Does the Greek letter chi
stand for Chicago?
Politics parading as truth
President Randel makes several questionable assertions in his column
on truth. He states that truth can only be reached through reason.
Apparent facts (sometimes turning out to be fictitious) can be discovered
by means of reason, but fundamental truth cannot; that is why many
people, particularly in the University, in the climate of a postmodern
and post-Christian age, deny the possibility of fundamental truth.
Without a belief in a transcendent truth, personal honesty becomes
just another value to be practiced when it is personally advantageous.
In my experience, personal honesty is not more common in the University
than in the outside world.
President Randel suggests that the current American administration
is one exemplar of political dishonesty requiring correction by
the University. The reality is that scientists have become increasingly
politicized; this is evident in medicine, education, and social
science as well as the environmental issues to which he refers.
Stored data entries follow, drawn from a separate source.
PR #243, opened 2026-07-16
fix: add tasks functionality for extensions

renanfferreira:
## Summary by CodeRabbit

* **Bug Fixes**
  * Improved task table recognition to support varied column ordering, spacing, capitalization, and markdown formatting.
  * Ensured new task entries are added to the correct Tasks table when multiple task-related tables are present.
  * Added clearer handling when the required Tasks table header is missing.

* **Tests**
  * Added coverage for valid and invalid table headers and task row insertion scenarios.

### DIFF
--- a/internal/core/extension/host_writes.go
+++ b/internal/core/extension/host_writes.go
@@ -418,7 +418,7 @@ func appendTaskIndexRow(content string, row string) (string, error) {
 	lines := strings.Split(strings.TrimRight(content, "\n"), "\n")
 	headerIdx := -1
 	for idx, line := range lines {
-		if strings.TrimSpace(line) == "| # | Title | Status | Complexity | Dependencies |" {
+		if isTaskTableHeader(strings.TrimSpace(line)) {
 			headerIdx = idx
 			break
 		}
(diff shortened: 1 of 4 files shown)


pedronauck (changes requested):
Blocking at head `04d638effae8262a0298824fb2dca6628c8379a4`: the new header matcher accepts arbitrary column order, but the production path does not reorder the row. `prepareTaskIndexUpdate` always builds `# | Title | Status | Complexity | Dependencies` via `formatTaskIndexRow`; under the accepted header `# | Title | Complexity | Status | Dependencies`, a real `host.tasks.create` call writes `pending` into Complexity and `high` into Status. The added reordered-header test bypasses this by hand-building an already-reordered row and calling `appendTaskIndexRow` directly, so it cannot catch the production corruption.

Please make the contract consistent: either accept only the canonical exact order documented by this PR, or parse the header and map production row values into that order. Add a regression through `prepareTaskIndexUpdate` or the public host operation using a non-default status and complexity, then resolve the remaining test-suite convention findings and rerun the full `make verify` gate on the final SHA. The current required `verify` check is also red.

pedronauck:
Closing as superseded by #234, which is now merged. #234 adds v2 task creation through the canonical `compozy.tasks/v2` graph (`graph.nodes` and `graph.edges`) and keeps task-owned metadata in task files. This PR would additionally require a mutable Markdown table that duplicates status and dependency state, can drift from the authoritative graph/frontmatter, and its arbitrary-column matcher can write values under the wrong columns. The root task-creation issue is fixed without those duplicate sources of truth.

Consider the issue of global warming, where, rejecting the political
opinions of a majority of vocal scientists, the U. S. administration
has played an important part in killing the pseudo-scientific Kyoto
accord. Many scientists, including many who do not work in climatology
or geology, claim as truth the hypothesis that global warming is
not just a temporary feature of continuous climate change, that
the major cause of warming is human behavior resulting in increasing
amounts of carbon dioxide, and that the reduction of industrial
activity in North America (but not in those populous countries where
industrial activity is increasing most rapidly—India and China)
will result in a measurable deceleration in the rate of global warming.
No parts of that hypothesis have been or can be subjected to tests
of scientific truth; none is a refutable proposition. Some geologists
and climatologists do not accept either that carbon dioxide is a
cause of global warming or that it can be mitigated, and believe
that spending on its attempted diminution diverts attention from
the reduction of pollution of our air, land, rivers, and oceans—a
project both feasible and measurable.
Ironically, President Randel’s supposedly apolitical message
will likely be well received by the predominantly liberal audience
of the University. An important question of truth for your readers
to consider is: are the public statements emanating from the University
less self-serving than those from government?